**Assignment:**
Every record must be retyped as it stands.
******************************
PR #895, opened 2025-06-05
gptel-bedrock: Add support for IAM role credentials

liangfu:
The changes add support for IAM role-based credentials in gptel-bedrock by implementing:

  1. Modified gptel-bedrock--fetch-aws-profile-credentials function to retrieve AWS credentials from EC2 instances without the need for a profile name.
******************************
**Response to this task:**
PR #895, opened 2025-06-05
gptel-bedrock: Add support for IAM role credentials

liangfu:
The changes add support for IAM role-based credentials in gptel-bedrock by implementing:

  1. Modified gptel-bedrock--fetch-aws-profile-credentials function to retrieve AWS credentials from EC2 instances without the need for a profile name.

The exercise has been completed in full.